## [Work to complete]
Among the entries below, find the line with "Started from #680", then quote it and each following line up to and including the line with "I have added", and nothing else.

··· Information provided ···

PR #617, opened 2025-02-04
[16][account_banking_fr_lcr][FIX]  CFONB file -: take payment date instead of today's date

florian-dacosta:


florian-dacosta:
@alexis-via we currently take todays's date as requested date here : https://github.com/OCA/l10n-france/blob/16.0/account_banking_fr_lcr/models/account_payment_order.py#L182
Because in `account_payment_order` the `account.payment`'s date is today
https://github.com/OCA/bank-payment/blob/16.0/account_payment_order/models/account_payment_line.py#L198

I guess we should do the same as here : https://github.com/OCA/bank-payment/blob/17.0/account_banking_sepa_credit_transfer/models/account_payment_order.py#L87 and take the payment_line_date

alexis-via:
The problem is in account_payment_order, not in the LCR module. The account.payment 's date should be the payment date, not today.
In my branch for bank-payment v16, which the LCR module depend on, the account.payment date is the payment date:
https://github.com/akretion/banking/blob/16-payment_order-improve_and_cleanup/account_payment_order/models/account_payment_line.py#L229

florian-dacosta:
Ok, I'll close this one.

PR #660, opened 2025-06-05
14.0 chorus improve

sebastienbeau:
@alexis-via


alexis-via:
The fix for the "more than 10 invoices bug" is already merged in v14 (another implementation) via this PR https://github.com/OCA/l10n-france/pull/651

alexis-via:
Discussion with @sebastienbeau : the logger.warning for multi-pages that I added in PR #651 could be converted to a raise

PR #667, opened 2025-07-11
[16.0][FIX] l10n_fr_intrastat_product: Remove error blocking region code when warehouse has no partner

juancarlosonate-tecnativa:
@tecnativa TT55417
@victoralmau @alexis-via @pedrobaeza 

In cases where there's no partner_id for example, in a virtual warehouse it should fall back to the one you've established as the priority, which is the company's partner country_department_id. Is that correct, @alexis-via, according to the French localization requirements?

The UserError i removed was blocking this logic https://github.com/OCA/l10n-france/blob/210d2f45e1c3e6bb9087db3ec8d9bb95a0a599e2/l10n_fr_intrastat_product/models/intrastat_product_declaration.py#L97 and forcing the use of partner_id. 

And if the partner’s department cannot be found on the company either, it will then fall back to this logic https://github.com/OCA/l10n-france/blob/210d2f45e1c3e6bb9087db3ec8d9bb95a0a599e2/l10n_fr_intrastat_product/models/intrastat_product_declaration.py#L98 which was also broken.

### DIFF
--- a/l10n_fr_intrastat_product/models/stock.py
+++ b/l10n_fr_intrastat_product/models/stock.py
@@ -2,8 +2,7 @@
 # @author Alexis de Lattre <alexis.delattre@akretion.com>
 # License AGPL-3.0 or later (http://www.gnu.org/licenses/agpl).
 
-from odoo import _, models
-from odoo.exceptions import UserError
+from odoo import models
 
 
 class StockWarehouse(models.Model):
@@ -11,9 +10,7 @@ class StockWarehouse(models.Model):
 
     def _get_fr_department(self):
         self.ensure_one()
-        if not self.partner_id:
-            raise UserError(_("Missing partner on warehouse '%s'.") % self.display_name)
-        return self.partner_id.country_department_id
+        return self.partner_id.country_department_id if self.partner_id else None
 
 
 class StockLocation(models.Model):


l10n_fr_intrastat_product/models/stock.py
```diff
@@ -2,18 +2,15 @@
...
+from odoo import models
 
 
 class StockWarehouse(models.Model):
     _inherit = "stock.warehouse"
 
     def _get_fr_department(self):
         self.ensure_one()
-        if not self.partner_id:
-            raise UserError(_("Missing partner on warehouse '%s'.") % self.display_name)
```
pedrobaeza, line 15: I think this error should be raised at other level, once you don't have the region via partner nor specific field.

juancarlosonate-tecnativa: ok, but i guess this check should be at the intrastat_product level, since it's ultimately the one not verifying whether region_code can be false, right?

pedrobaeza: It depends if this region is mandatory only for France or for any declaration.

juancarlosonate-tecnativa: Well, in that case, it's just as i mentioned in the PR: if country_department_id is the fallback after not finding it on the partner as per the French declaration logic then, if it's also missing on the partner company, it will show the message: https://github.com/OCA/l10n-france/blob/210d2f45e1c3e6bb9087db3ec8d9bb95a0a599e2/l10n_fr_intrastat_product/models/intrastat_product_declaration.py#L97

pedrobaeza (approved):

l10n_fr_intrastat_product/models/stock.py
alexis-via: I'm ok to remove the raise here. We could replace the raise by writing the same message in the chatter.

pedrobaeza: Afaik, there's already a raise following the flow, so the message post will also be rollbacked.

juancarlosonate-tecnativa: But if we put it in the chatter, then whenever there’s a warehouse where, for some reason, we don’t want to set the partner, the message will still appear in the chatter and that might be confusing for the user, right?

alexis-via (approved):

PR #677, opened 2025-09-02
[IMP] l10n_fr_fec_oca: work with l10n_multilang installed

len-foss:
With l10n_multilang, fields are jsonb columns. This is complicated at it supports both case, but in 18.0 it seems fields are translated in the base module and so this can be simplified there.


len-foss:
@alexis-via I've also had the request to mangle the account name with the partner id for some accountant. 
Given the way the code is written, it can't be added by inheritance (unless we add very ad-hoc hooks). Is it something that is common enough to be added to this module? Otherwise I'll just work on a fork for that customer.

PR #679, opened 2025-09-03
FIX chorus_account: remove call to _get_new_token because has result have no clear_cache attribute

bealdav:
FIX chorus_account: remove call to _get_new_token because has result have no clear_cache attribute


florian-dacosta:
Fixed by https://github.com/OCA/l10n-france/pull/750

PR #681, opened 2025-09-22
[18.0][MIG] l10n_fr_siret_lookup: Migration to version 18.0

remi-filament:
Replaces #579 which was unattended and closed because of lack of activity.
Started from #680

PR #682, opened 2025-09-23
[18.0][IMP] l10n_fr_siret_lookup: Conditionally check VIES and force VAT + tests

remi-filament:
As proposed in https://github.com/OCA/l10n-france/pull/680#issuecomment-3317737379

I have added a couple of things on this module :
1. Add dependency to base_vat (needed for 2. below + base_vat is a dependency of l10n_fr_account and most of localizations so it should be installed anyway if using Invoicing and French localization)
2. Check VIES server for computed VAT number only if company is configured to check VAT number against VIES (field vat_check_vies from base_vat module)
3. Add an extra config parameter (company dependant) : force_vat_siret_lookup, allowing to use VAT number computed by this module from SIREN even if VIES check fails (for timeout) or if VIES check is disabled
4. Add tests for testing the different possible scenarios for all onchange

This is also linked to #591 trying to workaround the MS_MAX_CONCURRENT_REQ raised by VIES service most of the times when checking for FR VAT.

Note that if VIES returns that VAT is invalid, the VAT is emptied in any scenario (independent of value of force_vat_siret_lookup)

We could go a few steps further, for instance by showing the validation status on partner form view and either allowing to rerun the check or to be handled by cron.


remi-filament:
Built on top of https://github.com/OCA/l10n-france/pull/681

remi-filament:
Hi @alexis-via I would appreciate your feedback on this proposal when you can spare a few minutes !
Thanks

julienCozo (approved):

remi-filament:
Thinking again about this module how to request new validation from VIES service, I started another module not directly related to this one, since the issue with max request happens also without this module installed.
See https://github.com/OCA/account-financial-tools/pull/2154

Hugo-Trentesaux (approved):

flotho:
Hi @remi-filament , any chance to rebase to trigger CI/CD and go to merge

remi-filament:
Done @flotho although I am still looking for a replacement regarding your comment here : https://github.com/OCA/l10n-france/pull/680#pullrequestreview-3365967151
We have implemented something similar with INPI RNE API or INSEE SIRENE API but I need to go further into the analysis...

alexis-via (approved):

alexis-via:
Yes, it's a pain that VIES very very often fails on FR VAT numbers ; I have experienced that too.
I don't have any better idea to work around this problem. Let's go with that, and we'll see with the real-life experience if it's ok for not...

PR #692, opened 2025-11-06
[18.0][IMP] l10n_fr_account_payment_intl_credit_transfer: add default regulatory reporing on partners

alexis-via:
reg_rep

Raise an error if a non-SEPA credit transfer is confirmed with a payment above 50k€ without regulatory reporting.


alexis-via:
This PR new depend on https://github.com/OCA/bank-payment-alternative/pull/46

@rlemeur The 2 bugs we reproduced together are fixed in the last commit.

rlemeur (approved):

PR #698, opened 2025-11-11
[ADD] l10n_pf : add Fiscal Localization module for French Polynesia

metaminux:
Hi all,

Not sure if this module should be hosted here...

It is strongly inspired by `l10n_fr_oca` though.
The first goal is to provide chart of accounts and taxes to be able to fill DECL 1010 for VAT in French Polynesia.

I'm defining an `account.tax.report` here to be used in a further module `l10n_pf_mis_reports` (I'll use OCA/mis-builder-contrib#19 from @sbidoul to generate the report template)

Any advice, remark, review would be appreciated...

@alexis-via @cvinh 

During development I also discovered a repository from @jburckel... wanna help ?


cvinh:
@metaminux maybe you contact me...

metaminux:
> @metaminux maybe you contact me...

Sure, I will :)

PR #717, opened 2025-12-20
[16][FIX] l10n_fr_fec: more robust/exhautive way to get rid of invisible caracters (like line break)

florian-dacosta:
Recently I had a problem with invalid FEC (not read correctly by excel not valid with a fec validation tools, because of the presence of vertical tab (\x0B)
This PR aims to get rid of this kind of characters in a more exhaustive manner


florian-dacosta:
@alexis-via

Issue #711, opened 2025-12-10
[19.0] l10n_fr_siret: 'siret' field removed in l10n_fr / switch to company_registry


alexis-via:
While working on the migration of l10n_fr_siret to 19.0, I found out that a major change has occurred in the l10n_fr module in 19.0, cf this commit of december 2024 https://github.com/odoo/odoo/commit/6730282b689939eca9df0c811ca3fd015cc48eae
The editor has removed the "siret" field on res.company and res.partner ; he recommends to use the field company_registry instead. In the form view of partners, the company_registry field appears under the label "Siret":

<img width="958" height="736" alt="Image" src="https://github.com/user-attachments/assets/621f8d98-6e67-4afe-a5dd-4c71c85e5645" />

The field "company_registry" appears when your select the country on res.partner (it is hidden if the country is not set).

This is a major change ! The l10n_fr module has the 'siret' field on res.company since Odoo v7 and on res.partner since v11.

We have to decide if we adopt the new datamodel in l10n_fr_siret i.e. use the field "company_registry" to store the SIRET or if we continue with our historic datamodel with the field 'siret' (and 'siren' and 'nic' on res.partner).

Advantage of adopting the native datamodel:
- be compatible with the other apps that use the native datamodel
- using the field company_registry on res.partner to store the SIRET (field defined in the "base" module) would probably avoid several glue modules such as l10n_fr_business_document_import, l10n_fr_account_invoice_import_facturx, l10n_fr_account_invoice_import_simple_pdf, l10n_fr_account_invoice_facturx, etc...

My concerns/questions about this new datamodel:
- how to handle foreign companies that have a SIRET number (cf https://www.expand-cpa.com/siret-pour-entreprise-etrangere-les-etapes-pour-lobtenir/) ; it is not very common, but this scenario can happen.
- what about the fields 'nic' and 'siren' that we have ? I think that the siren field is not very useful ; it could be replaced by 2 methods _get_siren() and _get_siret() and we could imagine that company_registry could accept a valid SIRET with 14 digits or a valid SIREN with 9 digits. In the current implementation of l10n_fr_siret, the "nic" field allowed to support multi-establishment companies with the ability the have the specific "nic" on each address. I don't think it is used in the code itself and I don't think it is widely used... but it was an interesting feature in some advanced scenarios. Maybe we could imagine to have an additionnal module that adds the "nic" field for those that need this advanced modelling.

[...]

PR #723, opened 2025-12-23
[19.0][MIG] l10n_fr_siret

alexis-via:
Implementation proposal following https://github.com/OCA/l10n-france/issues/711 that adopt the new native datamodel : SIRET is now stored on the field "company_registry" of res.partner.


l10n_fr_siret/models/res_partner.py
```diff
@@ -0,0 +1,301 @@
...
+                                "SIREN '%(child_siren)s' of child partner "
+                                "'%(child_partner)s' is different from SIREN "
+                                "'%(parent_siren)s' of its parent partner "
+                                "'%(parent_partner)s'.",
+                                child_siren=siren,
+                                child_partner=rec.display_name,
+                                parent_siren=parent_siren,
+                                parent_partner=rec.parent_id.display_name,
+                            )
+                        )
```
legalsylvain, line 162: Are you sure about this test ? 
I'm asking if some people design "holding" with parent in odoo. if yes, company_registry could be totally different between childs... not sure thought.

legalsylvain (commented):
Thanks for the ping Alexis. I'm asking if we can define siret / siren and nic fields, computed readonly, and stored, with exactly the same function as you wrote.

**Pro :** 
- possibility to make SQL, request, etc.
- lesss useless computation. (those fields are very stable, so no need to recompute at each use).
- possibility to display it in views.

**Cons :** 

Don't see, but maybe !

l10n_fr_siret/models/res_partner.py
alexis-via: In my interpretation of how partners should be organised in Odoo for companies, I consider that 1 parent partner = 1 legal entity (1 personne morale) i.e. a SIREN for a french company (or a VAT number). I think it's a mistake to use the parent / child relationship to consider a holding company which owns other companies created as children companies ; because, in the accounting, only parent companies are considered on journal items, so you end up in accounting to consider that the debt is only on the holding company although some invoices were for some children companies.
But I'm not sure what is the exact vision of Odoo SA on parent/child relations for companies.
This is particulaly important for the e-invoicing reform : when we used to send invoices by email or by post, the most important parameter was the destination email (or postal) address to which the invoice was sent ; but, with the e-invoicing reform, the most important parameter in SIREN or VAT number.

tansadio:
Small fix on top of this migration: missing `mail` dependency breaks `post_init_hook` → akretion/l10n-france#17

vvrossem:
@alexis-via could you include the fix mentioned above in this PR?

yankinmax:
Hello @alexis-via   if you don't mind, I've opened a new PR (to speed up migration process and address the suggestions) (your commits are preserved):

- [ ] https://github.com/OCA/l10n-france/pull/770


@OCA/local-france-maintainers  can you pls close this one?

PR #740, opened 2026-02-10
[18.0][MIG] l10n_fr_account_vat_return + l10n_fr_account_vat_return_teledec

alexis-via:
This is a new migration from v16 to v18: there has been so many changes in v16 recently with the merge of https://github.com/OCA/l10n-france/pull/652 that it was simpler to migrate again.


l10n_fr_account_vat_return/models/l10n_fr_account_vat_return.py
```diff
@@ -0,0 +1,3381 @@
...
+            raise UserError(_("The Journal Entry of this VAT return has been deleted."))
+        if move.state == "cancel":
+            raise UserError(
+                _(
+                    "The Journal Entry of this VAT return has been cancelled. "
+                    "You should set it back to draft."
+                )
+            )
+        if move.state == "draft":
+            move.action_post()
```
sebalix, line 899: In case there is no VAT to report, the move cannot be posted (no lines, returning an error):
```suggestion
            if move.line_ids:
                move.action_post()
            else:
                move.button_cancel()
```
It's blocking as we cannot generate the VAT report of the next month while current one isn't validated.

···

## [Your response]
Started from #680

PR #682, opened 2025-09-23
[18.0][IMP] l10n_fr_siret_lookup: Conditionally check VIES and force VAT + tests

remi-filament:
As proposed in https://github.com/OCA/l10n-france/pull/680#issuecomment-3317737379

I have added a couple of things on this module :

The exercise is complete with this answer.